Monthly premiums for EmoryCare will increase anywhere from $4 for individuals to $17 for families, while EmoryChoice premiums will increase $3–$14 per month. Core physician copays increase from $10 to $15 for EmoryChoice ($25 to $30 for Aetna network), and EmoryCare in-network copays go up from $15 to $20.

The new “HealthChoice” preferred provider (PPO) plan will cost $25 per month for individuals, $85 for employees and children, $109 for employees and spouses, and $138 for families. Physician-visit copayments are higher ($30), along with deductibles and maximum out-of-pocket expenses, but the monthly premiums are lower than the other two plans, and HealthChoice participants get to choose their physician.

“We are really excited about that program,” Miller said. “It is directed for people who want to make sure they are healthy, want to have regular physicals and want to be able to go to a doctor with a reasonable copayment—but who don’t anticipate the need for hospitalization or any kind of long-term therapeutic care.”

All health plan participants will have a $10 copayment for generic drugs, $20 for formulary brand-names and $40 for non-formulary brand-names. Three-month supplies will still be available by mail order, but the payments will increase to $20/$40/$80 and two copays for a 90-day supply. Additionally, PPO plan participants (EmoryCare and Health Choice) must purchase generic drugs, if available, or pay the difference in cost between generic and brand-name drugs.

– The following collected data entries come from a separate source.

PR #1774, opened 2022-12-07
chore: added release-drafter GH Action

adamTrz:
Summary:
---------

Added Release Drafter GH Action to create nicer release notes. 

Test Plan:
----------

Once merged we need to run test release and see how it goes 💪


thymikee:
Release Drafter CI failed, is this expected?

thymikee (approved):
Let's give it a try. Please merge whenever you like

adamTrz:
> Release Drafter CI failed, is this expected?

I think yes. As docs state, config file needs to be at default branch, since it is not yet there it fails. 
Only surprised a bit that it launched already :D

PR #1778, opened 2022-12-09
fix: check cocoapods version in doctor

### LINKED ISSUE #1112: Check CocoaPods version in doctor
## Describe the Feature

Currently we are only checking if CocoaPods is installed, it would be useful to check the version.

As seem in react-native-community/upgrade-support#20 there may be errors tied to a CocoaPods version which can possibly be fixed by having a minimum supported version.

## Possible Implementations

Check that CocoaPods is installed and has a version `>= 1.9.1` somewhere around [here](https://github.com/react-native-community/cli/blob/master/packages/cli/src/commands/doctor/healthchecks/cocoaPods.ts#L17), [Node.js health check](https://github.com/react-native-community/cli/blob/master/packages/cli/src/commands/doctor/healthchecks/nodeJS.ts) can be used as a reference on how to implement this.

adamTrz:
Summary:
---------

Checks for minimal version on CocoaPods in `doctor`

Fixes #1112

### DIFF
--- a/packages/cli-doctor/src/tools/versionRanges.ts
+++ b/packages/cli-doctor/src/tools/versionRanges.ts
@@ -9,4 +9,5 @@ export default {
   ANDROID_NDK: '>= 19.x',
   // iOS
   XCODE: '>= 12.x',
+  COCOAPODS: '>= 1.9.1',
 };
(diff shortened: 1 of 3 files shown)


packages/cli-doctor/src/tools/versionRanges.ts
```diff
@@ -9,4 +9,5 @@ export default {
   ANDROID_NDK: '>= 19.x',
   // iOS
   XCODE: '>= 12.x',
+  COCOAPODS: '>= 1.9.1',
```
thymikee, line 12: let's verify the latest recommended version. I recall it was 1.10.x a few versions ago

thymikee (approved):
Double check the min version and we're good. Nice we can rely more on envinfo instead of checking whether the command exists ourselves

PR #1779, opened 2022-12-15
feat: run app on iOS and Android with a hotkey

TMisiukiewicz:
Summary:
---------

This PR introduces running an app from terminal using Metro watch mode. The `run-ios` and `run-android` commands are running when `i` or `a` keys are pressed in the Terminal.

iOS:

https://user-images.githubusercontent.com/13985840/207847756-75ce1e13-00b9-425e-a015-1feee21bc4fe.mov

Android:

https://user-images.githubusercontent.com/13985840/207847801-9c13f152-bc4f-4efd-bf92-70fd840a6a5e.mov

Test Plan:
----------
2. Run `yarn start --watchFolders path/to/cloned/cli`
3. Press `a` to run the app on Android
4. Press `i` to run the app on iOS

### DIFF
--- a/packages/cli-plugin-metro/src/commands/start/watchMode.ts
+++ b/packages/cli-plugin-metro/src/commands/start/watchMode.ts
@@ -1,9 +1,16 @@
 import readline from 'readline';
+import fs from 'fs';
 import {logger, hookStdout} from '@react-native-community/cli-tools';
+import execa from 'execa';
+import chalk from 'chalk';
 
 function printWatchModeInstructions() {
   logger.log(
-    '\n\nTo reload the app press "r"\nTo open developer menu press "d"',
+    `${chalk.bold('r')} - reload the app\n${chalk.bold(
+      'd',
+    )} - open developer menu\n${chalk.bold('i')} - run on iOS\n${chalk.bold(
+      'a',
+    )} - run on Android`,
   );
 }
 
@@ -47,6 +54,14 @@ function enableWatchMode(messageSocket: any) {
     } else if (name === 'd') {
       messageSocket.broadcast('devMenu', null);
       logger.info('Opening developer menu...');
+    } else if (name === 'i' || name === 'a') {
+      const isUsingYarn = fs
+        .readdirSync(`${process.cwd()}`)
+        .includes('yarn.lock');
+      logger.info(`Opening the app on ${name === 'i' ? 'iOS' : 'Android'}...`);
+      execa(isUsingYarn ? 'yarn' : 'npm run', [
+        name === 'i' ? 'ios' : 'android',
+      ]).stdout?.pipe(process.stdout);
     } else {
       console.log(_key);
     }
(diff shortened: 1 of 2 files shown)


packages/cli-plugin-metro/src/commands/start/watchMode.ts
```diff
@@ -47,6 +54,14 @@ function enableWatchMode(messageSocket: any) {
     } else if (name === 'd') {
       messageSocket.broadcast('devMenu', null);
       logger.info('Opening developer menu...');
+    } else if (name === 'i' || name === 'a') {
+      const isUsingYarn = fs
+        .readdirSync(`${process.cwd()}`)
+        .includes('yarn.lock');
+      logger.info(`Opening the app on ${name === 'i' ? 'iOS' : 'Android'}...`);
+      execa(isUsingYarn ? 'yarn' : 'npm run', [
```
thymikee, line 62: We're using `npx` to run regardless npm/yarn

liamjones:
Oh, nice! ❤️ 

Is there potentially a way for "default command line options to use" to be exposed to these commands?

For example, in our mono-repo we have app package.jsons setup like:

```json
{
    "scripts": {
        "android": "react-native run-android --no-jetifier --appIdSuffix 'dev' --port 9081 --active-arch-only",
        "ios": "react-native run-ios --port 9081"
    }
}
```

So I'm assuming this wouldn't work for us currently - it'd be like running `react-native run-android`, etc with no parameters?

TMisiukiewicz:
> Oh, nice! ❤️
> 
> Is there potentially a way for "default command line options to use" to be exposed to these commands?
> 
> For example, in our mono-repo we have app package.jsons setup like:
> 
> ```json
> {
>     "scripts": {
>         "android": "react-native run-android --no-jetifier --appIdSuffix 'dev' --port 9081 --active-arch-only",
>         "ios": "react-native run-ios --port 9081"
>     }
> }
> ```
> 
> So I'm assuming this wouldn't work for us currently - it'd be like running `react-native run-android`, etc with no parameters?

hi @liamjones , thanks for your comment! Since the user might not have `android` and `ios` commands at all, using `npx react-native run-ios/android` under the hood seems like a better option there. Unfortunately, it also means the script is going to run with the default options. I'm going to think if there is any possibility to make it work the way you want, happy to hear any suggestions if anyone has an idea!

liamjones:
@TMisiukiewicz yeah, I appreciate most people probably(?) just use the default commands. 😄 

> I'm going to think if there is any possibility to make it work the way you want, happy to hear any suggestions if anyone has an idea!

Maybe defaults could be configured via the [`react-native.config.js`](https://github.com/react-native-community/cli/blob/main/docs/configuration.md)? I can see that requiring more discussion/being a bigger change so maybe that should be saved for another time/PR? 🤔 I don't want to hold this up and potentially generate a bunch of extra work for something that will already be useful to a lot of people in its current state.

adamTrz:
> @TMisiukiewicz yeah, I appreciate most people probably(?) just use the default commands. 😄
> 
> > I'm going to think if there is any possibility to make it work the way you want, happy to hear any suggestions if anyone has an idea!
> 
> Maybe defaults could be configured via the [`react-native.config.js`](https://github.com/react-native-community/cli/blob/main/docs/configuration.md)? I can see that requiring more discussion/being a bigger change so maybe that should be saved for another time/PR? 🤔 I don't want to hold this up and potentially generate a bunch of extra work for something that will already be useful to a lot of people in its current state.

Super agree this would be useful :)

adamTrz (approved):

Issue #1768, opened 2022-12-05
`npx react-native init` fails with an unclear error on unsupported Node versions


motiz88:
See https://github.com/facebook/react-native/issues/35561.

## Environment

Mac, using Node 12. `react-native info` is broken (see below)

## Description

When I try to initialise a React Native project on an old, unsupported version of Node, it fails with this unclear error message:

```
$ npx react-native init RN0710RC3 --version 0.71.0-rc.3


npx: installed 601 in 15.314s
Unexpected token '?'
```

**Expected behaviour:** There should be a message saying that my Node version is unsupported and which minimum version I should upgrade to.

`npx react-native info` itself fails with the same output:

```
$ npx react-native info
npx: installed 601 in 22.114s
Unexpected token '?'
```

One of the main goals of the health plan redesign project was to give employees more choices in health coverage—but, as always, participants should make their plan selection not only on the basis of which is least expensive, but on which is most appropriate.

“There will be specialists available at Open Enrollment to work with employees on choosing the right plan; we will try to educate people on the up and down sides to each plan,” Miller said. “But in the end it has to be their decision; we don’t want to tell people what kind of insurance to take.”

As was decided during last spring’s campuswide discussion on employee benefits, the University has lowered its contribution to retiree health premiums to 50 percent. In some cases, the resulting premium increases for retirees are significant; hardest hit will be retirees under 65, whose monthly EmoryChoice premiums will go up anywhere from $94–$263 and whose EmoryCare premiums could increase as much as $140.

“It’s regrettable that financial pressures bearing on the University forced us to divert more resources to active employees, but these are realities with which every employer in the country is dealing,” Miller said. “The group that stands to bear the brunt of the cost are those retirees who have not yet reached the age to be eligible for Medicare.”

Beginning in 2003, retirees over 65 will no longer be eligible to enroll in EmoryChoice. However the Health Plus plan also is available with lower premiums for retirees over 65, and another new plan offered only to retirees (Medigap) also offers lower premiums.

“We wanted to come up with other options where we could adhere to the ‘50 percent rule’—but also offer good benefits, especially drug benefits,” Miller said. “So we are really excited about being to offer these options.”

Aside from small premium increases, dental plans remained largely unchanged, and the University was able to reduce premiums for some participants in the Dental Access plan.
Finally, Emory retained both Aetna and Cigna as its insurance providers, though Cigna has only a one-year contract, during which Miller said Emory will expect major improvements in claim processing, customer service and costs. Prescription drug benefits will handled by a new provider, CareMark.

All totaled, Miller said, health insurance will still cost the University roughly $2.8 million more in 2003 than in 2002, though the overhaul is projected to save $2.7 million from what it would have cost.